[Problem to solve] Find every line below with "CognitoSignUpResult" in it and give only how many there are.

*** Entries shown ***

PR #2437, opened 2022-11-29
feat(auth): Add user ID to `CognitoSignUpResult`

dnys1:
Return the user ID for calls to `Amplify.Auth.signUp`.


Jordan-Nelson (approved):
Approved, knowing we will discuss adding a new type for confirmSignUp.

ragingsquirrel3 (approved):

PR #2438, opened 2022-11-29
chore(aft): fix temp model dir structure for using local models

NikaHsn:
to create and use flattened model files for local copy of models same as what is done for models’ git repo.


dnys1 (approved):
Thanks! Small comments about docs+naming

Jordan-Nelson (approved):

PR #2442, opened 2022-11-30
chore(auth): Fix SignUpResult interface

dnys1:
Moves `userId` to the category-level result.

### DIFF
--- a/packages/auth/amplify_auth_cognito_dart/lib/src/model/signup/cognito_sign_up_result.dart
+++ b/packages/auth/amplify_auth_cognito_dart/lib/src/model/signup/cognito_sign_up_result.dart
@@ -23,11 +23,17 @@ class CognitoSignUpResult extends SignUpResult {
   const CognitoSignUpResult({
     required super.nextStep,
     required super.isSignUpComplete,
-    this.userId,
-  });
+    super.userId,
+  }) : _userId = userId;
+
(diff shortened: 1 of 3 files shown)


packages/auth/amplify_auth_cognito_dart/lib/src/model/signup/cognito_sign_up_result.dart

*** End of Entries shown ***

[Exercise response] 3